Problem statement
Look in the material below for the line with "PR #10616, opened 2021-04-05" and the line with "PR #10623, opened 2021-04-06", then set down exactly those two lines and all lines between, nothing more.

The input
PR #7766, opened 2018-10-31
PLAT-9375:if default user does not exsit create it

MosheMaorKaltura:


plugins/vendor/services/ZoomVendorService.php
```diff
@@ -1,215 +1,223 @@
...
+		if (!$zoomCategory && $zoomIntegration->getZoomCategory() && $zoomIntegration->getZoomCategoryId())
+		{
+			$zoomIntegration->unsetCategory();
+			$zoomIntegration->unsetCategoryId();
+		}
+		$zoomIntegration->save();
+		//Validate that default user exist on partner otherwise create it.
+		if(!kuserPeer::getKuserByPartnerAndUid($partnerId, $defaultUserId, true))
+		{
+			$defaultZoomKuser = new kuser();
```
yossipapi: Better use kuserPeer::createKuserForPartner

PR #7774, opened 2018-11-01
No-Plat: Reduce bundle_name length by using md5 function to create the string hash value thus avoiding rename error when base64_encode generated long file name

yossipapi:


yossipapi:
@OrenMe FYI this change will cause the bundler to start recalculating requests since the cache key has changed.

PR #10616, opened 2021-04-05
PLAT-22592: add video/x-m4v as allowed file type

avichainoach:


alpha/apps/kaltura/lib/myUploadUtils.class.php
```diff
@@ -210,6 +210,8 @@ public static function checkIfFileIsAllowed($uploadFilePath)
 	{
 		$fileType = kFileUtils::getMimeType($uploadFilePath);
 
+		KalturaLog::info("File type: $fileType");
```
MosheMaorKaltura, line 213: debug

PR #10623, opened 2021-04-06
SUP-26711: prefer file sync from periodic_storage_ids if exists

amiras89:


amiras89:
Fix a case where postConvert and distributionSubmit (for YouTubeAPI) returned file sync from DC 1 which is not mounted on AWS env.

amiras89:
Closing - was separated into 2 PRs
https://github.com/kaltura/server/pull/10635
https://github.com/kaltura/server/pull/10640

PR #10625, opened 2021-04-06
SUP-27046: get width/height from S3 path

amiras89:


amiras89:
approved by @yossipapi F2F

PR #10638, opened 2021-04-08
Update AppTokenService.php

hilak:
startSession should have the ksIgnored annotation to mark it as a ks-less action for integrating parties.


MosheMaorKaltura:
reviewed

PR #10639, opened 2021-04-10
SUP-27036 change bumperdata type in KalturaPlaybackContext to fix par…

salma2222:
…sing error in client library (java)


MosheMaorKaltura:
reviewed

Exercise solution
PR #10616, opened 2021-04-05
PLAT-22592: add video/x-m4v as allowed file type

avichainoach:


alpha/apps/kaltura/lib/myUploadUtils.class.php
```diff
@@ -210,6 +210,8 @@ public static function checkIfFileIsAllowed($uploadFilePath)
 	{
 		$fileType = kFileUtils::getMimeType($uploadFilePath);
 
+		KalturaLog::info("File type: $fileType");
```
MosheMaorKaltura, line 213: debug

PR #10623, opened 2021-04-06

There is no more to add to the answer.